● Data records:
◇ ◇ ◇ ◇ ◇
PR #2178, opened 2026-02-06
feat(Arxiv/2602.05192): problem 4

mo271:


FormalConjectures/Arxiv/2602.05192/FirstProof4.lean
```diff
@@ -0,0 +1,92 @@
...
+$$
+c_k = \sum_{i+j=k} \frac{(n-i)! (n-j)!}{n! (n-k)!} a_i b_j
+$$
+for $k = 0, 1, \dots, n$.
+ -/
+noncomputable def finiteAdditiveConvolution (n : ℕ) (p q : F[X]) : F[X] :=
+  let c := fun k  => ∑ ij ∈ antidiagonal (k : ℕ),
+      ((n - ij.1)! * (n - ij.2)! : F) / (n ! * (n - k)! : F) *
+      (p.coeff (n - ij.1)) * (q.coeff (n - ij.2))
+  ∑ k ∈ range (n + 1),  (c k) • X^(n - k)
```
seewoo5:
```suggestion
  ∑ k ∈ range (n + 1), (c k) • X^(n - k)
```

FormalConjectures/Arxiv/2602.05192/FirstProof4.lean
```diff
@@ -0,0 +1,92 @@
...
+
+/--
+For a monic polynomial $p(x)=\prod_{i\le n}(x- \lambda_i)$, define
+$$\Phi_n(p):=\sum_{i\le n}(\sum_{j\neq i} \frac1{\lambda_i-\lambda_j})^2$$
+and $\Phi_n(p):=\infty$ if $p$ has a multiple root.
+-/
+noncomputable def Φ (n : ℕ) (p : ℝ[X]) : ℝ≥0∞ :=
+  if p.Monic ∧ p.degree = n ∧ p.roots.Nodup then
+    let roots := p.roots.toFinset
+    (∑ i ∈ roots, (∑ j ∈ roots.erase i, (1 : ℝ) / (i - j))^(2 : ℝ)).toNNReal
```
smmercuri: Are these explicit casts needed?  I would expect them to coerce automatically since `i` and `j` are real
```suggestion
    (∑ i ∈ roots, (∑ j ∈ roots.erase i, 1 / (i - j)) ^ 2).toNNReal
```

FormalConjectures/Arxiv/2602.05192/FirstProof4.lean
```diff
@@ -0,0 +1,92 @@
...
+(p \boxplus_n q)(x) = \sum_{k=0}^n c_k x^{n-k}
+$$
+where the coefficients $c_k$ are given by the formula:
+$$
+c_k = \sum_{i+j=k} \frac{(n-i)! (n-j)!}{n! (n-k)!} a_i b_j
+$$
+for $k = 0, 1, \dots, n$.
+ -/
+noncomputable def finiteAdditiveConvolution (n : ℕ) (p q : F[X]) : F[X] :=
+  let c := fun k  => ∑ ij ∈ antidiagonal (k : ℕ),
```
smmercuri:
```suggestion
  let c := fun k => ∑ ij ∈ antidiagonal (k : ℕ),
```

FormalConjectures/Arxiv/2602.05192/FirstProof4.lean
```diff
@@ -0,0 +1,92 @@
...
+Note: while no proof of this is published yet, the authors of
+[arxiv/2602.05192](https://arxiv.org/abs/2602.05192) announced that a proof will be released
+on 2026-02-13
+
+TODO(firsching): update category and remove Note when proof is published.
+-/
+@[category research open, AMS 26]
+theorem four : answer(sorry) ↔
+    ∀ (p q : ℝ[X]) (n : ℕ), p.degree = n → p.roots.card = n → q.degree = n → p.Monic → q.Monic →
+    1 / Φ n (p (⊞_n) q) ≥ 1 / Φ n p + 1 / Φ n q := by
```
smmercuri: nit: I think we prefer `le` over `ge`
```suggestion
    1 / Φ n p + 1 / Φ n q ≤ 1 / Φ n (p (⊞_n) q) := by
```

mo271: I chose this order, because it was this way in the paper, but have no strong feelings about it...

FormalConjectures/Arxiv/2602.05192/FirstProof4.lean
```diff
@@ -0,0 +1,102 @@
...
+$$
+c_k = \sum_{i+j=k} \frac{(n-i)! (n-j)!}{n! (n-k)!} a_i b_j
+$$
+for $k = 0, 1, \dots, n$.
+ -/
+noncomputable def finiteAdditiveConvolution (n : ℕ) (p q : F[X]) : F[X] :=
+  let c := fun k => ∑ ij ∈ antidiagonal (k : ℕ),
+      ((n - ij.1)! * (n - ij.2)! : F) / (n ! * (n - k)! : F) *
+      (p.coeff (n - ij.1)) * (q.coeff (n - ij.2))
+  ∑ k ∈ range (n + 1), (c k) • X^(n - k)
```
eric-wieser: nit:

```suggestion
  ∑ k ∈ range (n + 1), c k • X^(n - k)
```

FormalConjectures/Arxiv/2602.05192/FirstProof4.lean
```diff
@@ -0,0 +1,102 @@
...
+where the coefficients $c_k$ are given by the formula:
+$$
+c_k = \sum_{i+j=k} \frac{(n-i)! (n-j)!}{n! (n-k)!} a_i b_j
+$$
+for $k = 0, 1, \dots, n$.
+ -/
+noncomputable def finiteAdditiveConvolution (n : ℕ) (p q : F[X]) : F[X] :=
+  let c := fun k => ∑ ij ∈ antidiagonal (k : ℕ),
+      ((n - ij.1)! * (n - ij.2)! : F) / (n ! * (n - k)! : F) *
+      (p.coeff (n - ij.1)) * (q.coeff (n - ij.2))
```
eric-wieser: nit:
```suggestion
      p.coeff (n - ij.1) * q.coeff (n - ij.2)
```

FormalConjectures/Arxiv/2602.05192/FirstProof4.lean
```diff
@@ -0,0 +1,102 @@
...
+  ∑ k ∈ range (n + 1), (c k) • X^(n - k)
+
+local notation p " (⊞_"n ")" q:65  => finiteAdditiveConvolution n p q
+
+@[category test, AMS 26]
+theorem finiteAdditiveConvolution_comm (n : ℕ) (p q : F[X]) :
+    p (⊞_n) q = q (⊞_n) p := by
+  show ∑ a ∈_, _= ∑ a ∈_, _
+  exact sum_congr rfl fun m hm  =>
```
eric-wieser:
```suggestion
  exact sum_congr rfl fun m hm =>
```

FormalConjectures/Arxiv/2602.05192/FirstProof4.lean
```diff
@@ -0,0 +1,102 @@
...
+
+/--
+For a monic polynomial $p(x)=\prod_{i\le n}(x- \lambda_i)$, define
+$$\Phi_n(p):=\sum_{i\le n}(\sum_{j\neq i} \frac1{\lambda_i-\lambda_j})^2$$
+and $\Phi_n(p):=\infty$ if $p$ has a multiple root.
+-/
+noncomputable def Φ (n : ℕ) (p : ℝ[X]) : ℝ≥0∞ :=
+  if p.Monic ∧ p.degree = n ∧ p.roots.Nodup then
+    let roots := p.roots.toFinset
+    (∑ i ∈ roots, (∑ j ∈ roots.erase i, 1 / (i - j)) ^ 2).toNNReal
```
eric-wieser, line 82: I think this is slightly nicer written as a sum over `roots.offDiag`?

eric-wieser: You also get the `infinity` value for free if you use `Multiset.offDiag`, as that gives you a `1/0` term.

FormalConjectures/Arxiv/2602.05192/FirstProof4.lean
```diff
@@ -0,0 +1,102 @@
...
+    (congr_arg₂ _) (sum_equiv (.prodComm _ _) (by simp [add_comm]) fun _ _ => by ring!) rfl
+
+
+/--
+For a monic polynomial $p(x)=\prod_{i\le n}(x- \lambda_i)$, define
+$$\Phi_n(p):=\sum_{i\le n}(\sum_{j\neq i} \frac1{\lambda_i-\lambda_j})^2$$
+and $\Phi_n(p):=\infty$ if $p$ has a multiple root.
+-/
+noncomputable def Φ (n : ℕ) (p : ℝ[X]) : ℝ≥0∞ :=
+  if p.Monic ∧ p.degree = n ∧ p.roots.Nodup then
```
eric-wieser: I'd be tempted to drop the `n` argument and this entire condition.

FormalConjectures/Arxiv/2602.05192/FirstProof4.lean
```diff
@@ -0,0 +1,102 @@
...
+    let roots := p.roots.toFinset
+    (∑ i ∈ roots, (∑ j ∈ roots.erase i, 1 / (i - j)) ^ 2).toNNReal
+  else
+    ⊤
+
+def FourProp (p q : ℝ[X]) (n : ℕ) : Prop :=
+    p.degree = n → p.roots.card = n → q.degree = n  → q.roots.card = n → p.Monic → q.Monic →
+    1 / Φ n p + 1 / Φ n q ≤ 1 / Φ n (p (⊞_n) q)
```
eric-wieser: Should this have a docstring?

FormalConjectures/Arxiv/2602.05192/FirstProof4.lean
```diff
@@ -0,0 +1,102 @@
...
+
+/--
+Is it true that if $p(x)$ and $q(x)$ are monic real-rooted polynomials of
+degree $n$, then
+$$\frac{1}{\Phi_n(p\boxplus_n q)} \ge \frac{1}{\Phi_n(p)}+\frac{1}{\Phi_n(q)}?$$
```
eric-wieser, line 98: Given the conditions in the definition of $$\Phi_n$$, this question isn't well-defined unless we first postulate that `p\boxplus_n q` is itself monic and of degree `n`; could you add a test statement to that effect?

FormalConjectures/OEIS/358684.lean
```diff
@@ -25,6 +25,10 @@ $n$-th Fermat number exceeds $2^(2^n - k)$.
 -/
 
 
+
+namespace OeisA358684
```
◇ ◇ ◇ ◇ ◇
● What is required: When a line in the data above contains the string "eric", copy that line.

● Solution for this exercise:
eric-wieser: nit:
eric-wieser: nit:
eric-wieser:
eric-wieser, line 82: I think this is slightly nicer written as a sum over `roots.offDiag`?
eric-wieser: You also get the `infinity` value for free if you use `Multiset.offDiag`, as that gives you a `1/0` term.
eric-wieser: I'd be tempted to drop the `n` argument and this entire condition.
eric-wieser: Should this have a docstring?
eric-wieser, line 98: Given the conditions in the definition of $$\Phi_n$$, this question isn't well-defined unless we first postulate that `p\boxplus_n q` is itself monic and of degree `n`; could you add a test statement to that effect?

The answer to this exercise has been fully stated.